## Work order
Go through the records line by line and work out how many lines hold the word "specific". Answer with the number only.

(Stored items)

PR #1387, opened 2024-12-06
fix: suppress modulemap target via swift interop

luispadron:
rules_swift will create a modulemap automatically unless the `SwiftInteropInfo` is suppressed. Since the `generate_modulemap` rule itself is a modulemap it should not have a modulemap generated for it.

Screenshot 2024-12-06 at 12 11 01 PM

### DIFF
--- a/MODULE.bazel
+++ b/MODULE.bazel
@@ -24,7 +24,7 @@ bazel_dep(name = "platforms", version = "0.0.6")
 # rules_swift_package_manager _must_ be a runtime dependency of rules_swift_package_manager.
 bazel_dep(
     name = "rules_swift",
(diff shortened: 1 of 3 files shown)


brentleyjones (approved):

luispadron:
Had to upgrade **rules_swift** to `2.2.0`

brentleyjones (approved):

cgrindel:
I presume that this is fixing a problem for a specific Swift package. If so, could we add it to an example?

brentleyjones:
It doesn't fix an issue, it just removes an unneeded invalid modulemap.

cgrindel (approved):

PR #1389, opened 2024-12-06
fix: fix modulemaps to behave like SPM

brentleyjones:
* If a modulemap needs to be generated (i.e. one isn’t provided by the target), we always generate it instead of letting rules_swift generate it for Swift targets; this ensures we have consistent and non-duplicate modulemaps
* Generated modulemaps are now nested in a similar way to rules_swift, preventing them from being picked up accidentally
* We no longer generate a modulemap for Swift targets, and instead use the `swift.propagate_generated_module_map` feature
* We no longer create another target for the Objective-C resource module accessor; this aligns with how SPM does it and removes another target that could try to generate a modulemap
* The parent target for clang targets is now only an aggregator (i.e. it doesn’t have headers of its own), preventing it from complicating the build graph
* The parent target for clang targets includes the generated modulemap as a child dep, removing the need to generate a noop modulemap
* When detecting a custom modulemap, we only consider the public includes paths, preventing accidentally picking up errant modulemaps


swiftpkg/internal/swiftpkg_build_files.bzl
```diff
@@ -393,8 +392,77 @@ def _clang_target_build_file(repository_ctx, pkg_ctx, target):
...
+        build_decls.new(
+            kind = swift_kinds.interop_hint,
+            name = aspect_hint_target_name,
+            attrs = {
+                "module_map": hint_module_map,
+                "module_name": target.c99name,
+            },
+        ),
+    )
+    attrs["aspect_hints"] = [aspect_hint_target_name]
```
brentleyjones, line 461: We can't use `no_module` because it prevents rules_swift from generating module maps for transitive targets, which minimally breaks `apple_static_xcframework_import`.

swiftpkg/internal/swiftpkg_build_files.bzl
```diff
@@ -393,8 +360,77 @@ def _clang_target_build_file(repository_ctx, pkg_ctx, target):
...
+                attrs = {
+                    # We can't get a full picture of transitive dependencies
+                    # like rules_swift can (we would need to re-implement the
+                    # clang aspect). `use` declarations are only needed when
+                    # `-fmodules-decluse` is specified, so we are probably fine.
+                    #
+                    # Ideally long term the modulemap code in rules_swift can be
+                    # added to `objc_library` as well so we can stop generating
+                    # modulemaps entierly.
+                    "deps": [],
```
brentleyjones, line 395: SPM also doesn’t set `use` declarations, so I feel fine about this.

brentleyjones:
I still need to update fixtures, but this should be ready to review.

luispadron (approved):

brentleyjones:
Firebase failure is unrelated to this change (cc: @cgrindel).

cgrindel (approved):

examples/firebase_example/.bazelrc
```diff
@@ -20,6 +20,3 @@ build --cxxopt='-std=gnu++14'
 # Firebase SPM support requires `-ObjC` linker option.
 # https://github.com/firebase/firebase-ios-sdk/blob/master/SwiftPackageManager.md#requirements
 build --linkopt='-ObjC'
-
-# Use sandbox for rules_xcodeproj to avoid duplicate definition errors.
-build:rules_xcodeproj --spawn_strategy=remote,worker,sandboxed,local
```
luispadron, line 25: 🎉

PR #1401, opened 2024-12-14
fix: ensure the xcodeproj project generation uses the correct Bazel binary in the `firebase_example`

cgrindel:
The `rules_xcodeproj` project generator calls Bazel. By default, it looks for `bazel` on the `PATH`. When running under `rules_bazel_integration_test` this will pick up the default Bazel version on the system. If that is Bazelisk, it will pull down the latest Bazel. The fix is to explicitly tell `xcodeproj` which Bazel binary to use.

- Add `tools/bazel` to the `firebase_example`. It inspects environment variables to determine the Bazel version to use and writes `tools/bazel_for_xcodeproj` which executes Bazel commands against the correct Bazel binary.
- Use `sanbox` for `rules_xcodeproj` builds in firebase example. This avoids the duplicate definition error.
- Add `print_and_run` bash function to `examples/firebase_example/do_test` to ease debugging future issues.


examples/firebase_example/.bazelrc
```diff
@@ -20,3 +20,6 @@ build --cxxopt='-std=gnu++14'
 # Firebase SPM support requires `-ObjC` linker option.
 # https://github.com/firebase/firebase-ios-sdk/blob/master/SwiftPackageManager.md#requirements
 build --linkopt='-ObjC'
+
+# Use sandbox for rules_xcodeproj to avoid duplicate definition errors.
+build:rules_xcodeproj --spawn_strategy=remote,worker,sandboxed,local
```
luispadron, line 25: I thought we had fixed this already? Or will @brentleyjones  PR fix the remaining edge cases

examples/firebase_example/analytics/AnalyticsExample/BUILD.bazel
```diff
@@ -44,6 +44,9 @@ build_test(
 
 xcodeproj(
     name = "xcodeproj",
+    # The ./tools/bazel_for_xcodeproj is generated by tools/bazel. It should
+    # not be checked into source control.
+    bazel_path = "./tools/bazel_for_xcodeproj",
```
luispadron, line 49: 👍

examples/firebase_example/tools/bazel
```diff
@@ -0,0 +1,37 @@
+#!/usr/bin/env bash
+
+set -o errexit -o nounset -o pipefail
+
+script_dir="$(cd "$(dirname "${BASH_SOURCE[0]}")" > /dev/null && pwd)"
+
+# Order of Bazel selection:
+# 1. BAZEL_REAL: Use Bazel specified by Bazelisk
+# 2. BIT_BAZEL_BINARY: Use Bazel specified by rules_bazel_integration_test.
+# 3: bazel: Try to find Bazel on the PATH
```
luispadron, line 10: Should this just fail? Might be clearer to enforce bazelisk usage if we require a specific Bazel version

luispadron (approved):

examples/firebase_example/.bazelrc
cgrindel: I hope @brentleyjones fix will be the real fix. Once I fixed the Bazel binary issue, I ran into the duplicate definition error.

examples/firebase_example/tools/bazel
cgrindel: > Might be clearer to enforce bazelisk usage if we require a specific Bazel version

Are we requiring a specific Bazel version? This PR is merely ensuring that `rules_xcodeproj` uses the Bazel that was used by any parent processes.

PR #1429, opened 2025-01-06
fix: Replicates SPM default behavior for publicHeadersPath: If this is nil, the directory is set to include

0xLucasMarcal:
# Match SPM's default behavior for public headers path

When SPM processes a target without an explicit `publicHeadersPath`, it follows these rules:
1. If `publicHeadersPath` is nil and an `include/` directory exists, use `include/` as the public headers path
2. This makes all headers in the `include/` directory visible to dependent targets

This PR replicates this canonical behavior by:
- Checking for the existence of `include/` directory when `publicHeadersPath` is not set
- Using `include/` as the public headers path if it exists
- Making all headers in `include/*.h` visible to clang targets

https://developer.apple.com/documentation/packagedescription/target/publicheaderspath

### DIFF
--- a/swiftpkg/internal/pkginfos.bzl
+++ b/swiftpkg/internal/pkginfos.bzl
@@ -1067,6 +1067,14 @@ def _new_clang_src_info_from_sources(
             paths.normalize(paths.join(abs_target_path, public_hdrs_path)),
         )
 
+    # If the Swift package manifest does not specify a public headers path,
+    # use the default "include" directory, if it exists.
+    # This copies the behavior of the canonical Swift Package Manager implementation.
+    # https://developer.apple.com/documentation/packagedescription/target/publicheaderspath
+    if public_hdrs_path == None:
+        if repository_files.path_exists(repository_ctx, paths.join(abs_target_path, "include")):
+            public_includes.append(paths.join(abs_target_path, "include"))
+
     # If the Swift package manifest has explicit source paths, respect them.
     # (Be sure to include any explicitly specified include directories.)
     # Otherwise, use all of the source files under the target path.


brentleyjones:
Does this fix a certain use case? If so, can we add or adjust an example to show it?

swiftpkg/internal/pkginfos.bzl
```diff
@@ -1067,6 +1067,14 @@ def _new_clang_src_info_from_sources(
...
         )
 
+    # If the Swift package manifest does not specify a public headers path,
+    # use the default "include" directory, if it exists.
+    # This copies the behavior of the canonical Swift Package Manager implementation.
+    # https://developer.apple.com/documentation/packagedescription/target/publicheaderspath
+    if public_hdrs_path == None:
+        if repository_files.path_exists(repository_ctx, paths.join(abs_target_path, "include")):
+            public_includes.append(paths.join(abs_target_path, "include"))
+
```
cgrindel, line 1077: So, we have support for magical public header directories [here](https://github.com/cgrindel/rules_swift_package_manager/blob/d7c6984741b7ca96fdf18cfb9f3ff1e3dbba141e/swiftpkg/internal/clang_files.bzl#L69-L94). Do you understand why this is not working for the tree-sitter case?

0xLucasMarcal: This search runs on the public headers list. Without this patch, the list was empty, so there were no headers to check if it was in a magical directory.

0xLucasMarcal: All the other Clang libraries that I used were modulemaps to expose the headers and define modules.

cgrindel: Sorry, I don't understand. If there are no header files in the `include` directory, why does the build fail?

0xLucasMarcal: Here's a small project with instructions to reproduce the failure: https://github.com/0xLucasMarcal/rules_spm_implicit_include_dir_issue

0xLucasMarcal: Basically what happens is that when the clang lib doesn’t have publicHeadersDir set and also doesn’t have a modulemap, the rules doesn’t reach the headers inside of include dir

cgrindel: Thank you for providing the repro! Let's add your repro package to the `pkg_manifest_minimal` example. That will be a good test.

cgrindel, line 1077:
```suggestion
    # If public includes were specified, use them.
    # Else if the Swift package manifest does not specify a public headers path,
    # use the default "include" directory, if it exists.
    # This copies the behavior of the canonical Swift Package Manager implementation.
    # https://developer.apple.com/documentation/packagedescription/target/publicheaderspath
    public_includes = []
    if public_hdrs_path != None:
        public_includes.append(
            paths.normalize(paths.join(abs_target_path, public_hdrs_path)),
        )
    elif repository_files.path_exists(
        repository_ctx,
        paths.join(abs_target_path, "include"),
    ):
        public_includes.append(paths.join(abs_target_path, "include"))

```

cgrindel: This suggested code combines the previous `if` statement with your new logic.

0xLucasMarcal: Nice!

0xLucasMarcal: Done

examples/pkg_manifest_minimal/Package.swift
```diff
@@ -8,6 +8,7 @@ let package = Package(
         .package(url: "https://github.com/apple/swift-argument-parser", from: "1.5.0"),
         .package(url: "https://github.com/apple/swift-log", from: "1.6.2"),
         .package(url: "https://github.com/nicklockwood/SwiftFormat", from: "0.55.4"),
+
```
0xLucasMarcal, line 11:
```suggestion
```

luispadron (approved):

examples/pkg_manifest_minimal/Sources/MyExecutable/MyExecutable.swift
```diff
@@ -10,6 +11,8 @@ struct MyExecutable: AsyncParsableCommand {
         print(namedGreeting.value)
 
         let complexClass = ComplexClass(name: "Olivia", age: 30, favoriteColors: ["blue"])
-        print(complexClass.greet())
+        complexClass.greet()
+        let farewellMessage = FarewellFramework.myclang_get_farewell_message(MYCLANG_FAREWELL_GOODBYE)
+        print(String(cString: farewellMessage!))
```
cgrindel, line 16: Why not print the output of the `complexClass.greet()` and the `farewellMessage`?

examples/pkg_manifest_minimal/do_test
```diff
@@ -9,10 +9,13 @@ script_dir="$(cd "$(dirname "${BASH_SOURCE[0]}")" > /dev/null && pwd)"
...
-  local pattern=${1}
+  local expected=${1}
   local actual="${2}"
-  local err_msg="Expected to match. pattern: ${pattern}, actual: ${actual}"
-  [[ "${actual}" =~ ${pattern} ]] || (echo >&2 "${err_msg}" && exit 1)
+  local err_msg="Expected to match. expected: ${expected}, actual: ${actual}"
+  if [[ "${expected}" != "${actual}" ]]; then
+    echo >&2 "${err_msg}"
+    exit 1
+  fi
```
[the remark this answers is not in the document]
cgrindel: If the pattern check was failing, we should understand why it was failing. The test is using Bash regex.

swiftpkg/tests/swiftpkg_build_files_tests.bzl
```diff
@@ -189,7 +189,6 @@ _pkg_info = pkginfos.new(
             exclude_paths = [
                 "src/do_not_include_me.cc",
             ],
-            public_hdrs_path = "include",
```
cgrindel, line 192: Can you explain why this disappears for this test case?

cgrindel (changes requested):
Most of my comments are around the example and the affect on a unit test.

swiftpkg/tests/swiftpkg_build_files_tests.bzl
0xLucasMarcal: This PR adds include to `public_hdrs_path` when it's not set, making this change, we also test this behavior

examples/pkg_manifest_minimal/do_test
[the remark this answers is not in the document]
0xLucasMarcal: I don't have context on that. The other tests in this file aren't running regex match asserts, they use full strings, so I thought the best decision was to keep things simple.

examples/pkg_manifest_minimal/Sources/MyExecutable/MyExecutable.swift
0xLucasMarcal: `complexClass.greet()` already runs print, so this print in MyExecutable.swift just outputs `()`. Because the assert function of the test was broken, we haven't caught that before.

examples/pkg_manifest_minimal/do_test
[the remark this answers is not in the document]
cgrindel: I have put up #1458 to fix the existing issues with the test. Please revert your changes, removing the `assert_match` in this PR.

examples/pkg_manifest_minimal/Sources/MyExecutable/MyExecutable.swift
cgrindel: Fixed in #1458. Thanks for pointing that out.

cgrindel:
We will wait for the #1458 to merge, then rebase this PR on those changes.

examples/pkg_manifest_minimal/do_test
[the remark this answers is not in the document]
0xLucasMarcal: Nice!!! Let me revert my changes

cgrindel (changes requested):
It looks like you need to execute `bazel run //:tidy` to update some source files. Also, it looks like some integration tests are failing. Let me know when they are green and I will review.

## Answer to the problem
4